Novel cadmium substituted barium zinc niobate perovskites: phase formation, structural and impedance studies

Abstract Herein we report the structural and impedance properties of the novel Cd-substituted perovskites, Ba(Zn1/3-xCdx)Nb2/3O3 (BZCN), 0 ≤ x ≤ 0.333, prepared by solid-state reaction at 1000 °C for 17 h. The doping mechanism of this complete substitutional solid solution was proposed to be a one-to-one replacement of Zn2+ by Cd2+ as to maintain the overall electroneutrality of the system. BZCN perovskites crystallised in a cubic symmetry, space group Pm3m, Z = 1 and their refined lattice constants, a = b = c were found to be in the range 4.0917(3)-4.1693(13) A. A moderate unit cell expansion was discernible with increasing CdO concentration, thus portraying a linear correlation between lattice constant and composition that obeyed the Vegard's law.

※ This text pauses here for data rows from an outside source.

PR #685, opened 2017-03-16
Support all secret operations (fixes #662)

### LINKED ISSUE #662: Support for create secret

davidxia:


src/test/java/com/spotify/docker/client/DefaultDockerClientTest.java
```diff
@@ -4279,6 +4283,79 @@ public void testCreateService() throws Exception {
...
+    final SecretSpec secretSpecConflict = SecretSpec.builder()
+        .name("asecret")
+        .data(secretData)
+        .labels(labels)
+        .build();
+
+    try {
+      sut.createSecret(secretSpecConflict);
+      fail("Should fail due to secret name conflict");
+    } catch (DockerException ex) {
```
johnflavin: This should be `ConflictException`

src/test/java/com/spotify/docker/client/DefaultDockerClientTest.java
```diff
@@ -4279,6 +4283,79 @@ public void testCreateService() throws Exception {
...
+    assertThat(secrets.size(), equalTo(1));
+    assertThat(secrets, hasItem(secret));
+
+    sut.deleteSecret(secretId);
+    assertThat(sut.listSecrets().size(), equalTo(0));
+
+    try {
+      sut.inspectSecret(secretId);
+      fail("Should fail because of non-existant secret ID");
+    } catch (DockerException ex) {
```
johnflavin: Should be `NotFoundException`

src/test/java/com/spotify/docker/client/DefaultDockerClientTest.java
```diff
@@ -4279,6 +4283,79 @@ public void testCreateService() throws Exception {
...
+      // Ignored
+    }
+
+    try {
+      sut.deleteSecret(secretId);
+      fail("Should fail because of non-existant secret ID");
+    } catch (DockerException ex) {
```
johnflavin: Should be `NotFoundException`

src/main/java/com/spotify/docker/client/DefaultDockerClient.java
```diff
@@ -2069,6 +2074,71 @@ public VolumeList listVolumes(ListVolumesParam... params)
...
+    final WebTarget resource = resource().path("secrets").path(secretId);
+
+    try {
+      return request(GET, Secret.class, resource, resource.request(APPLICATION_JSON_TYPE));
+    } catch (final DockerRequestException ex) {
+      switch (ex.status()) {
+        case 404:
+          throw new NotFoundException("Secret " + secretId + " not found.", ex);
+        case 406:
+          throw new DockerException("Server not part of swarm.", ex);
```
johnflavin: Should this be a new `Exception` class?

src/main/java/com/spotify/docker/client/DefaultDockerClient.java
```diff
@@ -2069,6 +2074,71 @@ public VolumeList listVolumes(ListVolumesParam... params)
...
+    final WebTarget resource = resource().path("secrets").path("create");
+
+    try {
+      return request(POST, SecretCreateResponse.class, resource,
+                     resource.request(APPLICATION_JSON_TYPE),
+                     Entity.json(secret));
+    } catch (final DockerRequestException ex) {
+      switch (ex.status()) {
+        case 406:
+          throw new DockerException("Server not part of swarm.", ex);
```
johnflavin: Should this be a new `Exception` class?

davidxia:
Thanks for reviewing.

> Instead of checking for Exceptions in try/catch blocks, use the ExpectedException exception instance.
I can't since I want to test for multiple thrown exceptions in the test method. Once an exception is caught by the `ExpectedException` rule, the test ends. :(

> Check for specific Exception classes, not the general DockerException.
👍 
> Possibly make the 406 error its own Exception class.
👍

src/main/java/com/spotify/docker/client/DefaultDockerClient.java
davidxia: What should we call it? `NonSwarmNodeException`?

davidxia:
updated

src/test/java/com/spotify/docker/client/DefaultDockerClientTest.java
```diff
@@ -4279,6 +4284,79 @@ public void testCreateService() throws Exception {
...
+    final SecretSpec secretSpecConflict = SecretSpec.builder()
+        .name("asecret")
+        .data(secretData)
+        .labels(labels)
+        .build();
+
+    try {
+      sut.createSecret(secretSpecConflict);
+      fail("Should fail due to secret name conflict");
+    } catch (ConflictException ex) {
```
johnflavin: You’re catching the "correct" exception here according to the spec. But your tests are failing from a docker bug: docker/docker#31909. You'll need to code around it for version 1.13.1 and 17.03.0-ce. 

Adding an additional `catch` clause here for `DockerException` that verifies the docker version is one of these two should be enough.

src/main/java/com/spotify/docker/client/messages/swarm/SecretSpec.java
```diff
@@ -0,0 +1,78 @@
...
+  @JsonCreator
+  static SecretSpec create(
+      @JsonProperty("Name") String name,
+      @JsonProperty("Labels") Map<String, String> labels,
+      @JsonProperty("Data") String data) {
+    return builder()
+        .name(name)
+        .labels(labels)
+        .data(data)
+        .build();
```
mattnworb: why use `builder()` instead of `new AutoValue_SecretSpec`? This won't catch if you add a required property to the SecretSpec class but forget to add it to the static factory method here.

davidxia: If you have a builder, AutoValue creates a private constructor. You have to use the builder.

davidxia:
Test failure is unrelated. Not sure why travis-ci often fails for no reason.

The surface microstructures of these BZCN perovskites were composed of irregular polyhedral grains and their determined crystallite sizes by both Scherrer and Williamson-Hall methods were found to be in the range 21.0-44.8 nm. Both TGA and DTA analyses also confirmed that these materials were thermally stable as neither phase transition nor weight loss was discernible within the studied temperature range 30-1000 °C. BZCN perovskites were highly insulating with high activation energies in the range ∼ 2.51-3.19 eV. At 1 MHz and 30 °C, the recorded dielectric constants and losses were found to be ∼ 24-29 and ∼ 0.24-0.38, respectively.